It's Wednesday, July 25th. Public Safety Minister Vic Toews says the lowest crime rate in 40 years shows his government's tough-on-crime approach is working. Also working: The tough on jobs approach for high unemployment, the tough on economy approach for record home prices, the tough on environment approach for record temperatures and tough on all of you who didn't vote Tory. This is The Current.
You can hear it for yourself here.
Toews claimed on Twitter Tuesday that the Tories' "tough-on-crime" approach is working, but that there is still work to be done to get the crime rate back to where it was in the early 1960s. His tweet came after Statistics Canada released data showing that the crime rate is at a 40-year low.
Obviously, "The Current" disagrees with Toews' assessment of the situation and of the Conservatives' approach to, well, everything.

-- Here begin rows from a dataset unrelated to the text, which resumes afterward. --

Issue #404, opened 2017-09-27
hf mf hardnested error


merlokk:
hf mf hardnested causes runtime error while compiled on windows10
proxmark3 just ended process by error.

merlokk:
Unhandled exception [13056] and try to execute debugger

merlokk:
hangs here:

brute_force_per_second = brute_force_benchmark();

merlokk:
in float brute_force_benchmark()
here:
	brute_force_bs(&bf_rate, test_candidates, 0, 0, maximum_states, NULL, 0);

merlokk:
in
bool brute_force_bs(...)

here:
	for(uint32_t i = 0; i < NUM_BRUTE_FORCE_THREADS; i++){
		thread_args[i].thread_ID = i;
		thread_args[i].silent = silent;
		thread_args[i].cuid = cuid;
		thread_args[i].num_acquired_nonces = num_acquired_nonces;
		thread_args[i].maximum_states = maximum_states;
		thread_args[i].nonces = nonces;
		thread_args[i].best_first_bytes = best_first_bytes;
		pthread_create(&threads[i], NULL, crack_states_thread, (void*)&thread_args[i]);
	}

merlokk:
as i see maybe in thread here
static void* crack_states_thread(void* x){

merlokk:
log like that
proxmark3>  hf mf hardnested 0 A A0A1A2A3A4A5 4 A FFFFFFFFFFFF
--target block no:  4, target key type:A, known target key: 0xffffffffffff, file action: none, Slow: No, Tests: 0
TThread 1 starts working on bucket 1
Thread 2 starts working on bucket 2
Thread 0 starts working on bucket 0
hread 3 starts working on bucket 3

merlokk:
breaks here            
 const uint64_t key = crack_states_bitsliced(thread_arg->cuid, thread_arg->best_first_bytes, bucket, &keys_found, &num_keys_tested, nonces_to_bruteforce, bf_test_nonce_2nd_byte, thread_arg->nonces);

marshmellow42:
I compile and run on Windows 10 and have no issues with hardnested.  Check that you have all the files required in the correct locations.  Check file permissions (admin elevated access).  Tell us your exact cpu

merlokk:
CPU-Z version			1.81.0.x64
Processors
-------------------------------------------------------------------------
Number of sockets		1
Number of threads		4
APICs
[...]

PR #538, opened 2018-01-02
hardnested SIMD select

merlokk:
#404 

something like that.
its OK?
complete it?

### DIFF
--- a/client/cmdhfmfhard.c
+++ b/client/cmdhfmfhard.c
@@ -2536,6 +2536,9 @@ int mfnestedhard(uint8_t blockNo, uint8_t keyType, uint8_t *key, uint8_t trgBloc
 	char progress_text[80];
 	
 	SetSIMDInstr(SIMD_NONE);
+	char instr_set[12] = {0};
+	get_SIMD_instruction_set(instr_set);
+	PrintAndLog("Using %s SIMD core.", instr_set);
 
 	srand((unsigned) time(NULL));
 	brute_force_per_second = brute_force_benchmark();
--- a/client/cmdhfmfhard.c
+++ b/client/cmdhfmfhard.c
@@ -2535,7 +2535,6 @@ int mfnestedhard(uint8_t blockNo, uint8_t keyType, uint8_t *key, uint8_t trgBloc
 {
 	char progress_text[80];
 	
-	SetSIMDInstr(SIMD_NONE);
 	char instr_set[12] = {0};
 	get_SIMD_instruction_set(instr_set);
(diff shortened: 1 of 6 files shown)


client/cmdhfmfhard.c
```diff
@@ -2528,6 +2534,8 @@ static void set_test_state(uint8_t byte)
 int mfnestedhard(uint8_t blockNo, uint8_t keyType, uint8_t *key, uint8_t trgBlockNo, uint8_t trgKeyType, uint8_t *trgkey, bool nonce_file_read, bool nonce_file_write, bool slow, int tests) 
 {
 	char progress_text[80];
+	
+	SetSIMDInstr(SIMD_NONE);
```
merlokk: this needs to set from commandline

merlokk:
To look. If this way is acceptable - i will complete this PR
if not - just close it.

iceman1001:
ok,  this puppy is @pwpiwi 's :) 

Btw, you are hard to get in touch with...   Tried emailing u.
Would you mind testing icemanfork and see if it suffers from same bug (it should but..well,  can't test it)

merlokk:
my email: olegmsn@gmail.com, skype: olegmsn )))

merlokk:
ok, now it works.

pwpiwi:
> ok, now it works.

What works? hardnested with automatic instruction set detection?

merlokk:
hardnested with auto and manual instruction set

but for my pc works only mmx and no SIMD. SSE2 not works and i dont know how to make it work.
but i can choose because code with auto detection instruction set just kills the process

merlokk:
sory( wrong button....

pwpiwi:
Hmmm. If we assume that the root cause analysis in #404 is correct, then we would need the same for the avx, avx2 and avx512. I am not sure about the performance impact - probably not too high because most of the SIMD functions will probably be inlined anyway - but why not simply add `__attribute__((force_align_arg_pointer))` here: https://github.com/Proxmark/proxmark3/blob/1c313691e6fbd76c48122c8c63844e240a6fb0d1/client/hardnested/hardnested_bruteforce.c#L143
This should cover all eventualities and has lowest impact.

merlokk:
I thought that maybe it lays somewhere else too. but not) 2nd way works)

merlokk:
done)

and......
I dont think that CPU from Intel and AMD may have such a big difference and
as for me Intel doing correctly because for AMD you need to have for address 4-bytes length all 16 bytes(

merlokk:
#501

PR #540, opened 2018-01-09
HW TUNE adapting for powerful antennas.

iceman1001:
CHG:  'hw tune'  adapting LF measuring from ( >> 8) max 65v,  to ( >>9 ) max 130v in the graph data.   Max LF voltage is 140.8v to measure.

Added a delay for antenna coil and caps to power up before measuring,
removed a variable in ReadAdc

### DIFF
--- a/armsrc/appmain.c
+++ b/armsrc/appmain.c
@@ -135,15 +135,7 @@ void Dbhexdump(int len, uint8_t *d, bool bAsci) {
 // return that.
 //-----------------------------------------------------------------------------
 static int ReadAdc(int ch)
-{
-	uint32_t d;
-
-	AT91C_BASE_ADC->ADC_CR = AT91C_ADC_SWRST;
-	AT91C_BASE_ADC->ADC_MR =
-		ADC_MODE_PRESCALE(63  /* was 32 */) |							// ADC_CLK = MCK / ((63+1) * 2) = 48MHz / 128 = 375kHz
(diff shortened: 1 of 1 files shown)


pwpiwi:
Are there such antennas?

iceman1001:
Would I make a PR if it wasn't needed?

pwpiwi:
Of course you wouldn't :smile: . I am rephrasing my question: which antennas give such a high voltage?

iceman1001:
Tailormade ones

pwpiwi:
You make me curious. How do you achieve the high Q? Ferrit core? Litze?

marshmellow42:
I am also curious about the benefit of a stronger antenna as a comment made years ago about the current hardware indicated anything above 47v would harm readability.  
"There isn't much point going higher than 40V as the zenners will clip the voltage"

http://www.proxmark.org/forum/viewtopic.php?id=90

pwpiwi:
Good point. In fact it should not even be possible to see values above 47V due to the Zener diodes.

marshmellow42:
So is there a board design that has different zeners?

pwpiwi:
Not sure about the Zeners. But I remember posts claiming that there are boards with a "tuned" voltage divider R30/R31.

iceman1001:
@marshmellow42  is on to something  :)  Of course its a new board.  None of the existing ones can handle it because of the zenner diodes.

The question of whether a news program on the nation's public broadcaster should take sides in the nation's politics was nowhere to be seen on "The Current's" Facebook page Wednesday, where the monologue was also posted.
"The man is a numbskull. The crime rate has been declining for years and has little if anything to do with the ridiculous and populist 'tough on crime' act," one commenter wrote.
"Nothing like a politician underestimating the intelligence of it's (sic) own country's residents," posted another.
As of Wednesday afternoon, all of the comments on the post supported the radio show.
And it seems the Facebook users have a point.
"Overall, this marked the eighth consecutive decrease in Canada’s crime rate," the StatsCan study said. "Since peaking in 1991, the crime rate has generally been decreasing, and is now at its lowest point since 1972."
So it's more than a little rich for Toews to be taking credit for something that started when Brian Mulroney was still prime minister.
In fact, with the crime rate plummeting for the past 20 years, perhaps Toews and the Tories should be taking time to consider whether passing the omnibus crime bill was the best way to make Canada a safer place.
"You're going to spend an awful lot of money to incarcerate more offenders, we don't know how many yet, but certainly more and we're not going to get any kind of increase in social safety," SFU criminologist Neil Boyd told News 1130 Tuesday. "It's a very costly bill. There's no good evidence it will have the kind of impact on crime rates that we would hope for."